We are not blessed with a lot of caravan accessory shops near us and do not find ourselves in one very often.


----------



## GEMMY (Jun 19, 2006)

Use e-bay 

tony


----------



## Zebedee (Oct 3, 2007)

It's fleabay for you then. :wink: 

There are loads on there and they come in two or three different types. I don't like the ones Techno suggested (purely a personal preference) but it's dead easy to find exactly what you want.
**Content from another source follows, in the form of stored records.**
PR #2028, opened 2026-08-18
feat(project): add gateway resources

aidandaly24:
## Summary

Adds project-based Gateway resource management:

```text
agentcore project add gateway
agentcore project add gateway-target
agentcore project add gateway-connector

agentcore project remove gateway
agentcore project remove gateway-target --gateway <name>
agentcore project remove gateway-connector --gateway <name>
```

Project-command JSON maps directly to the existing version 1 `agentcore.json` schemas:

- `--authorizer-configuration` accepts `GatewayAuthorizerConfigSchema`;
- `--target-configuration` accepts one complete `AgentCoreGatewayTargetSchema` object;
- `--connector-configuration` accepts the same complete Target object and requires `targetType: "connector"`;
- JSON sources work inline, through `file://`, and through stdin;
- SDK request shapes are not accepted or translated.

Scalar endpoint, Runtime, and curated Connector shortcuts construct the same
project-schema objects accepted through JSON. Connector removal is an alias over
Gateway Target removal because Connectors are stored as ordinary Targets.

Gateway protocol behavior preserves the existing schema and L3 contract:

- omitting `--protocol-type` persists `protocolType: "None"` and creates an unrestricted Gateway;
- `--protocol-type MCP` persists `protocolType: "MCP"` and creates an MCP-only Gateway;
- `"None"` is not exposed as a flag value because omission already selects it;
- semantic search requires `--protocol-type MCP`.

The change also:

- makes project-owned compute Target branches reachable through direct Target JSON;
- validates OAuth/API-key credential-name references in complete Target JSON and OAuth shortcuts;
- validates Runtime and Runtime endpoint references;
- validates the complete candidate project before one `agentcore.json` write;
- uses the existing generic project-resource mutation flow, with only nested Target placement and removal handled specially;
- rejects duplicate Target names across all Gateways and `unassignedTargets[]`, matching the existing L3 Target-output contract.

The CLI does not create or copy files referenced by Target JSON. Paths such as
`schemaSource.inline.path` and `lambdaFunctionArn.toolSchemaFile` remain explicit
in `agentcore.json`.

## Testing

Verification on rebased CLI head `5fc696f2`:

- focused Gateway plus affected project deploy/Memory tests: 179 passed;
- `bun test src --coverage` outside the restricted sandbox: 1,948 passed;
- project line coverage: 97.90%;
- modified Gateway add handlers, remove handler, and Gateway schema: 100% line coverage;
- `bun run typecheck`;
- `bun run lint:check`;
- `bun run format:check`;
- `bun run build`;
- built CLI help verified for Gateway, Gateway Target, and removal commands.

### Live deployment

Earlier end-to-end verification of the persisted Gateway and Target shapes used
a generated project with `@aws/agentcore-cdk@0.1.0-alpha.45`:

- Runtime and direct MCP Targets reached `READY`;
- Runtime invocation through Gateway returned HTTP 200;
- MCP `initialize` and `tools/list` returned HTTP 200;
- the stack and all resources were destroyed and verified absent.

Credential-provider authoring is owned by the separate project credentials
commands. This PR validates Gateway Target references to those project
credentials but does not create them.


src/core/project/manager.tsx
```diff
@@ -195,9 +198,25 @@ export class FsProjectManager implements ProjectManager {
...
         newResources.push(resourceConfig);
         break;
-
+      case "gateway-target": {
+        const gatewayIndex = existingProjectSpec.agentCoreGateways.findIndex(
+          (gateway) => gateway.name === input.gatewayName,
+        );
+        if (gatewayIndex < 0) {
+          throw new InputValidationError(
+            `gateway '${input.gatewayName}' does not exist in agentCoreGateways[]`,
```
jariy17: nit: does not exist in project. Please check agentCoreGateway in agentcore.json

src/core/project/manager.tsx
```diff
@@ -283,6 +302,22 @@ export class FsProjectManager implements ProjectManager {
     };
   }
 
+  private assertUniqueGatewayTargetName(project: Project["spec"], name: string): void {
```
jariy17: Are all gateway target names required to be unique across every gateway, or must they only be unique inside a single gateway?

src/handlers/project/add/gateway-connector/index.ts
```diff
@@ -0,0 +1,127 @@
...
+        z.enum(["web-search", "bedrock-knowledge-bases"]).optional(),
+      ),
+      flag(
+        "connector-configuration",
+        "complete connector agentCoreGateways[].targets[] object (JSON; inline, file://<path>, or - for stdin)",
+        z.string().optional(),
+      ),
+      flag(
+        "knowledge-base",
+        "project Knowledge Base name or external ten-character Knowledge Base ID",
```
jariy17: add that this could only be used with `bedrock-knowledge-base`

src/handlers/project/add/gateway-target/index.ts
```diff
@@ -0,0 +1,204 @@
...
+  AgentCoreGatewayTargetSchema,
+  type AgentCoreGatewayTarget,
+  type OutboundAuth,
+} from "../../../../projectSchemas/gateway";
+import { createHandler, flag, ProjectKey } from "../../../../router";
+import { parseJsonFlagWithSchema } from "../../../utils";
+import type { Project } from "../../types";
+import type { AddProjectResourceConfig } from "../types";
+
+export const createAddGatewayTargetHandler = (config: AddProjectResourceConfig) =>
```
jariy17, line 15: If you check how the help looks for the old cli, you will notice that it divides based on target

```
Target types and their options:

  http-runtime — Route to an AgentCore runtime
    --runtime <name>               Runtime from your project
    --runtime-endpoint <name>      Endpoint / version alias (optional)

  mcp-server — Connect to an MCP-compatible server
    --endpoint <url>               Server endpoint URL
    --host <host>                  Lambda or AgentCoreRuntime
    --language <lang>              Python, TypeScript, or Other

  api-gateway — Connect to an Amazon API Gateway REST API
    --rest-api-id <id>             REST API ID
    --stage <stage>                Deployment stage

  open-api-schema / smithy-model — Auto-derive tools from a schema
    --schema <path>                Schema file path or S3 URI
    --schema-s3-account <id>       S3 bucket owner account ID

  lambda-function-arn — Connect to an AWS Lambda function
    --lambda-arn <arn>             Lambda function ARN
    --tool-schema-file <path>      Tool schema JSON file

  connector — Wire a managed AWS connector (bedrock-knowledge-bases, web-search)
    --connector <id>               bedrock-knowledge-bases or web-search
    --knowledge-base-id <id>       Project KB name or 10-char external KB id (for KB connectors)
    --exclude-domains <list>       Comma-separated domains to exclude (for web-search connector)

  passthrough — Route to an external HTTPS endpoint
    --passthrough-endpoint <url>   HTTPS endpoint URL
    --stickiness-identifier <expr> Session routing expression (optional)
    --stickiness-timeout <seconds> Sticky session timeout in seconds (optional)

  Auth (--outbound-auth <type>, --credential-name <name>) — valid types per target:
    mcp-server                     oauth or none
    lambda-function-arn            oauth or none
    http-runtime                   oauth or none
    open-api-schema                oauth or api-key (required)
    api-gateway                    api-key or none
    smithy-model                   none (uses gateway IAM role)
    passthrough                    gateway-iam-role, oauth, or jwt-passthrough
```

src/handlers/project/add/gateway-connector/index.ts
```diff
@@ -0,0 +1,127 @@
...
+  switch (connectorId) {
+    case "web-search":
+      return {
+        name,
+        targetType: "connector",
+        connectorId,
+        configurations: [{ name: "WebSearch", parameterValues: { maxResults: 10 } }],
+      };
+    case "bedrock-knowledge-bases":
+      if (!knowledgeBase) {
```
jariy17, line 115: Don't we do this validation at line 60?

src/handlers/project/add/gateway/index.ts
```diff
@@ -0,0 +1,154 @@
...
+    name: "gateway",
+    description: "adds a Gateway to the current project",
+    flags: [
+      flag("name", "the Gateway name", z.string().optional()),
+      flag(
+        "role-arn",
+        "IAM role the Gateway assumes; a default role is created when omitted",
+        z.string().optional(),
+      ),
+      flag(
```
jariy17: lets remove this flag and also omitt this protocol. The console doesn't allow customers to set this value anymore.

src/handlers/project/add/gateway/index.ts
```diff
@@ -0,0 +1,154 @@
...
+        "policy-engine-mode",
+        "Policy Engine mode: log-only or enforce",
+        z.enum(["log-only", "enforce"]).optional(),
+      ),
+      flag("exception-level", "exception detail level: debug", z.enum(["debug"]).optional()),
+      flag(
+        "tags",
```
jariy17: Check runtime and harness, we don't do SourceResolver for this.

src/handlers/project/add/gateway/index.ts
```diff
@@ -0,0 +1,154 @@
...
+        "role-arn",
+        "IAM role the Gateway assumes; a default role is created when omitted",
+        z.string().optional(),
+      ),
+      flag(
+        "protocol",
+        "restrict Target protocols to MCP; omitted allows every Target protocol",
+        z.enum(["mcp"]).optional(),
+      ),
+      flag(
```
jariy17, line 24: nit: The description should say enable semantic search to search tools on gateway

src/handlers/project/add/gateway/index.ts
```diff
@@ -0,0 +1,154 @@
...
+        z.enum(["AWS_IAM", "CUSTOM_JWT", "NONE"]).optional(),
+      ),
+      flag("description", "Gateway description", z.string().optional()),
+      flag(
+        "authorizer-configuration",
+        "project authorizerConfiguration (JSON; inline, file://<path>, or - for stdin)",
+        z.string().optional(),
+      ),
+      flag(
+        "policy-engine-name",
```
jariy17, line 41: Should we expand this for policy engines outside of this project? What is cons of doing that?

src/handlers/project/add/gateway-test-support.ts
```diff
@@ -0,0 +1,61 @@
...
+import { tmpdir } from "node:os";
+import { createRootHandler } from "../../index";
+import {
+  createSilentLogger,
+  TestCoreClient,
+  TestGlobalConfigAccessor,
+  testIO,
+} from "../../../testing";
+
+export function createGatewayProjectTestHarness(directoryPrefix: string) {
```
jariy17, line 12: combine this with index.test.ts. If no one other test file is using it, it should be combine with the test file

src/handlers/project/types.ts
```diff
@@ -84,12 +85,21 @@ export type AddResourceInput =
...
+      resourceType: "gateway-target";
+      gatewayName: string;
+      resourceConfig: AgentCoreGatewayTarget;
     };
 
 export type ProjectResource = AddResourceInput["resourceType"];
 
 export type RemoveResourceInput = {
-  resourceType: ProjectResource;
+  resourceType: Exclude<ProjectResource, "gateway" | "gateway-target">;
```
jariy17: Why are we excluding it from remove?

jariy17 (changes requested):

Hweinstock:
```

Run ./dist/bin/agentcore-linux-x64 --help
ResourceUnavailable: C:\codebuild\tmp\output\src2220336954\src\actions-runner\_work\_temp\6e195c49-dc39-49f6-be19-336eeffd6cd8.ps1:2
Line |
   2 |  ./dist/bin/agentcore-linux-x64 --help
     |  ~~~~~~~~~~~~~~~~~~~~~~~~~~~~~~~~~~~~~
     | Program 'agentcore-linux-x64' failed to run: Class not registeredAt
     | C:\codebuild\tmp\output\src2220336954\src\actions-runner\_work\_temp\6e195c49-dc39-49f6-be19-336eeffd6cd8.ps1:2 char:1 + ./dist/bin/agentcore-linux-x64 --help + ~~~~~~~~~~~~~~~~~~~~~~~~~~~~~~~~~~~~~.

```

Is this failure related to the changes here? I don't see this failure on main.

src/core/project/manager.tsx
aidandaly24: This is due to a limitation with the current CDK. The name technically only has to be unique to the gateway but the L3 CDKs require them to be globally unique. This is a change we could make on the L3 CDK but for now I was just trying to make the implementaion compatible.

aidandaly24: I'm going to inline this function

aidandaly24: Confirmed that the service only requires uniqueness within the parent Gateway. I’m keeping project-global uniqueness in this PR because the current L3 Target outputs and old CLI output parser are keyed only by Target name. I inlined the temporary validation and filed #2083 for the coordinated L3 and parser change.

src/handlers/project/add/gateway-connector/index.ts
aidandaly24: These checks cover opposite cases. The earlier check rejects `--knowledge-base` when the selected Connector is not `bedrock-knowledge-bases`. This check requires `--knowledge-base` when `bedrock-knowledge-bases` is selected. We need both directions.

src/handlers/project/add/gateway/index.ts
aidandaly24: I kept the flag but aligned it with the existing schema and old CLI as `--protocol-type MCP`. Omitting the flag persists `protocolType: "None"` for an unrestricted Gateway; passing it creates an MCP-only Gateway. We cannot omit the project field today because schema v1 and the current L3 interpret omission as MCP. I filed #2084 for the coordinated compatibility migration to change that later.

src/handlers/project/add/gateway/index.ts
aidandaly24: The current project schema models `policyEngineName` as a logical reference to a sibling `policyEngines[]` resource, which the L3 resolves to an ARN. Supporting external Policy Engines would require a new ARN representation in `agentcore.json` and corresponding L3 handling, rather than only another flag. I kept this PR aligned with the existing schema.

src/handlers/project/add/gateway-test-support.ts
aidandaly24: It is used by `gateway/index.test.ts`, `gateway-target/index.test.ts`, and `gateway-connector/index.test.ts`, so the “if no other test file is using it” condition does not apply. I left it in `gateway-test-support.ts` as shared setup.

src/handlers/project/types.ts
jariy17: I want to make sure that ur agent didn't find a issue with agentcore remove's function because this is the first project case where gateway-target is part of agentcoreGateways in agentcore.json. Please verify this

jariy17 (approved):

Watch the postal charges though. Some of them cheat by offering a very cheap item with a hefty charge for P & P. 8O 

Dave


----------



## gaspode (May 9, 2005)

esperelda said:


> Apologies to Gemmy


Take no notice of the "grumpies" esperelda, he probably washed his hair and can't do a thing with it. :lol:


----------



## GEMMY (Jun 19, 2006)

What hair ?

Are A Frames legal

Can I get gassed whilst I sleep

Are M/homes class 2/3 or 4

Do I have to carry a diagonal warning board on my bike rack

How do go boxes work

Do I have to pay to use roads in Switzerland

Insulation for windows inside or out

Can I use a French gas bottle

My 12v sockets are too small for my connectors

Many, many more. A FAQ PLEASE!!!!!!!!!!!!!!!!!!!!!!!!

tony


----------



## 747 (Oct 2, 2009)

I bet you feel much better now Tony.  

Go and lie down in a darkened room. :wink:


----------



## Zebedee (Oct 3, 2007)

GEMMY said:


> What hair ?
> 
> Are A Frames legal
> 
> ...


Strewth Tony, you haven't picked up much information since you joined in 2006.

I'm sure most of your questions must have been asked before. Have you tried the search facility??

Dave :lol: :lol:


----------



## GEMMY (Jun 19, 2006)

Joking? :wink: 

Search facility, you mean the maze with 10000 possible avenues and hours wasted. If I want to search I use Google (spit ) they don't make tax free money out fo my searches.

tony


----------



## grizzlyj (Oct 14, 2008)

Search for DIN or BMW 12v plug


----------